(HOW TO COMPLETE THIS TASK): Could you copy each line of the entries that contains "more"?
━━ DATA TO PROCESS ━━
PR #11955, opened 2024-10-26
YJIT: Replace Array#each only when YJIT is enabled

k0kubun:
This PR resurrects the C implementation of `Array#each` for the interpreter and lets YJIT use the Ruby one. To minimize incompatibilities between the interpreter and YJIT, it also introduces `Primitive.attr! :c_trace` to let `Array#each` act like a C method in backtraces.

It speeds up the interpreter on lobsters a little. While the rewrite of `Array#each` in Ruby https://github.com/ruby/ruby/pull/9533 did not slow down `Array#each` on the interpreter with microbenchmarks, it had a small impact on larger benchmarks.

```
before: ruby 3.4.0dev (2024-10-26T13:20:34Z master 484ea00d2e) +PRISM [x86_64-linux]
after: ruby 3.4.0dev (2024-10-28T10:43:42Z yjit-ruby-mode 192faf1882) +PRISM [x86_64-linux]

lobsters  843.4        1.1         838.8       0.6         0.95           1.01
```

### DIFF
--- a/array.rb
+++ b/array.rb
@@ -215,7 +215,7 @@ class Array
   end
 
   with_yjit do
-    if Array.instance_method(:each).source_location == nil # preserve monkey patches
+    if Primitive.rb_builtin_basic_definition_p(:each)
       undef :each
 
       def each # :nodoc:
--- a/array.rb
+++ b/array.rb
@@ -1,50 +1,5 @@
 class Array
   # call-seq:
-  #   each {|element| ... } -> self
-  #   each -> new_enumerator
-  #
-  # With a block given, iterates over the elements of +self+,
-  # passing each element to the block;
-  # returns +self+:
-  #
-  #   a = [:foo, 'bar', 2]
-  #   a.each {|element|  puts "#{element.class} #{element}" }
-  #
-  # Output:
-  #
-  #   Symbol foo
-  #   String bar
-  #   Integer 2
-  #
-  # Allows the array to be modified during iteration:
-  #
-  #   a = [:foo, 'bar', 2]
-  #   a.each {|element| puts element; a.clear if element.to_s.start_with?('b') }
-  #
-  # Output:
-  #
-  #   foo
-  #   bar
-  #
-  # With no block given, returns a new Enumerator.
-  #
-  # Related: see {Methods for Iterating}[rdoc-ref:Array@Methods+for+Iterating].
-
-  def each
-    Primitive.attr! :inline_block
-
-    unless defined?(yield)
-      return Primitive.cexpr! 'SIZED_ENUMERATOR(self, 0, 0, ary_enum_length)'
-    end
-    _i = 0
-    value = nil
-    while Primitive.cexpr!(%q{ ary_fetch_next(self, LOCAL_PTR(_i), LOCAL_PTR(value)) })
-      yield value
-    end
-    self
-  end
-
-  # call-seq:
   #   shuffle!(random: Random) -> self
   #
   # Shuffles all elements in +self+ into a random order,
@@ -257,5 +212,25 @@ class Array
   def fetch_values(*indexes, &block)
     indexes.map! { |i| fetch(i, &block) }
     indexes
+  end
+
+  with_yjit do
+    if Array.instance_method(:each).source_location == nil # preserve monkey patches
+      undef :each
+
+      def each # :nodoc:
+        Primitive.attr! :inline_block, :c_trace
+
+        unless defined?(yield)
+          return Primitive.cexpr! 'SIZED_ENUMERATOR(self, 0, 0, ary_enum_length)'
+        end
+        _i = 0
+        value = nil
+        while Primitive.cexpr!(%q{ ary_fetch_next(self, LOCAL_PTR(_i), LOCAL_PTR(value)) })
+          yield value
+        end
+        self
+      end
+    end
   end
 end
--- a/prism_compile.c
+++ b/prism_compile.c
@@ -3387,6 +3387,9 @@ pm_compile_builtin_attr(rb_iseq_t *iseq, const pm_scope_node_t *scope_node, cons
         else if (strcmp(RSTRING_PTR(string), "use_block") == 0) {
             iseq_set_use_block(iseq);
         }
+        else if (strcmp(RSTRING_PTR(string), "c_trace") == 0) {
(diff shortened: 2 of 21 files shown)


prism_compile.c
```diff
@@ -3387,6 +3387,9 @@ pm_compile_builtin_attr(rb_iseq_t *iseq, const pm_scope_node_t *scope_node, cons
         else if (strcmp(RSTRING_PTR(string), "use_block") == 0) {
             iseq_set_use_block(iseq);
         }
+        else if (strcmp(RSTRING_PTR(string), "c_trace") == 0) {
+            ISEQ_BODY(iseq)->builtin_attrs |= BUILTIN_ATTR_C_TRACE;
+        }
```
maximecb, line 3392: What does this do? Can you add a short comment?

array.rb
```diff
@@ -258,4 +213,24 @@ def fetch_values(*indexes, &block)
     indexes.map! { |i| fetch(i, &block) }
     indexes
   end
+
+  with_yjit do
+    if Array.instance_method(:each).source_location == nil # preserve monkey patches
```
XrXr, line 218: This technically isn't comprehensive enough of a check since the money patch could be a C method:

```
$ ruby -e 'its = Kernel.instance_method(:itself); \
      Array.define_method(:each, its);\
      p Array.instance_method(:each).source_location'
nil
```
Maybe check with rb_method_basic_definition_p()?

XrXr (commented):
We should make sure that once the Ruby implementation is subbed in, it's still a basic method, because we have code like the following for example in Enumerable#inject:

```
    if (iter == inject_op_i &&
        SYMBOL_P(op) &&
        RB_TYPE_P(obj, T_ARRAY) &&
        rb_method_basic_definition_p(CLASS_OF(obj), id_each)) {
        return ary_inject_op(obj, init, op);
    }
```

maximecb (commented):
Given that we are likely to port more runtime methods to Ruby (bring back Aaron's ports and add some more?), and that this may increase generated code size, I think it would be good to have a command line flag (or an environment variable?) so we can turn this on or off. This would allow us to test the impact on benchmarks and in production at various stages.

An environment variable might be easier for production?

prism_compile.c
k0kubun: I thought documenting it above the `BUILTIN_C_TRACE` definition was enough, but I copied it here for you. https://github.com/ruby/ruby/pull/11955/commits/a378fb0727781a6130aed5a3cadc856c66e578f4

vm_core.h
```diff
@@ -372,6 +372,8 @@ enum rb_builtin_attr {
     BUILTIN_ATTR_SINGLE_NOARG_LEAF = 0x02,
     // This attribute signals JIT to duplicate the iseq for each block iseq so that its `yield` will be monomorphic.
     BUILTIN_ATTR_INLINE_BLOCK = 0x04,
+    // The iseq acts like a C method in backtraces.
+    BUILTIN_ATTR_C_TRACE = 0x08,
```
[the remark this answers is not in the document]
k0kubun: Yes, we do.

For some reason, people like to test backtraces. In fact, when Ruby 3.4 introduced an incompatibility in the format of backtraces, quite a few tests failed on Core and SFR.

If we leave the backtrace behavior, people will get test failures when they enable YJIT. To maximize the adoption of YJIT, I don't want to make YJIT migration harder.

Does that make sense?

yjit.rb
```diff
@@ -247,10 +248,24 @@ def self.simulate_oom! # :nodoc:
...
   end
 
+  # Blocks that are called when YJIT is enabled
+  @yjit_hooks = []
+
   class << self
     # :stopdoc:
     private
 
+    # Lazily call a given block when YJIT is enabled
```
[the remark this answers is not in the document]
k0kubun: Updated the comment https://github.com/ruby/ruby/pull/11955/commits/0fdd26b8ae50a969d2cb621ec9eacaa07ac75d1e

array.rb
k0kubun: Fixed in https://github.com/ruby/ruby/pull/11955/commits/218776d8aa1a651151c88b449036ef0d23b12387

k0kubun:
I was so confused by the `test-all` failure that it took a while to fix it, but I finally fixed the `test-all` failure https://github.com/ruby/ruby/pull/11955/commits/fd9a3064de1a706cc6553f36354e7ec2b7f9f4f2.

> We should make sure that once the Ruby implementation is subbed in, it's still a basic method, because we have code like the following for example in Enumerable#inject:

Fixed in https://github.com/ruby/ruby/pull/11955/commits/d06ac2b85cbd44d574ebf5e4e048e70bb085085a

> I think it would be good to have a command line flag (or an environment variable?)

Added `--yjit-c-builtin` https://github.com/ruby/ruby/pull/11955/commits/fdade1e0bfca8184527d67616f0bddae2e725e48. A command line flag would be the most useful thing on yjit-bench, but a build flag is more useful for comparison on SFR. So I allowed `YJIT_C_BUILTIN` macro to switch it too.

yjit.rb
```diff
@@ -247,10 +248,30 @@ def self.simulate_oom! # :nodoc:
...
+      @yjit_hooks << hook
+    end
+
+    # Run YJIT hooks registered by RubyVM::YJIT.with_yjit
+    def call_yjit_hooks
+      # Skip using builtin methods in Ruby if --yjit-c-builtin is given
+      return if Primitive.yjit_c_builtin_p
+
+      # Unset GET_VM()->running to give METHOD_ENTRY_BASIC flag to methods defined by the hooks
+      Primitive.cexpr! 'GET_VM()->running = 0'
```
XrXr, line 269: This seems no thread safe. It's probably fine without ractors, but theoretically we could get a timed thread switch in the middle of this region with plain `Thread`s too, then this would at least allow potentially disguising methods as basic. I don't know what other special privilege running the this flag cleared grants.

k0kubun: How about this? https://github.com/ruby/ruby/pull/11955/commits/d066d0173ae0cd268c33c1a7355aa0e08700351d

XrXr: Thanks! Sorry for bugging you about it.

maximecb (approved):

maximecb:
Good work Kokubun! 👏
━━━
(RESPONSE TO THIS TASK):
Given that we are likely to port more runtime methods to Ruby (bring back Aaron's ports and add some more?), and that this may increase generated code size, I think it would be good to have a command line flag (or an environment variable?) so we can turn this on or off. This would allow us to test the impact on benchmarks and in production at various stages.
Added `--yjit-c-builtin` https://github.com/ruby/ruby/pull/11955/commits/fdade1e0bfca8184527d67616f0bddae2e725e48. A command line flag would be the most useful thing on yjit-bench, but a build flag is more useful for comparison on SFR. So I allowed `YJIT_C_BUILTIN` macro to switch it too.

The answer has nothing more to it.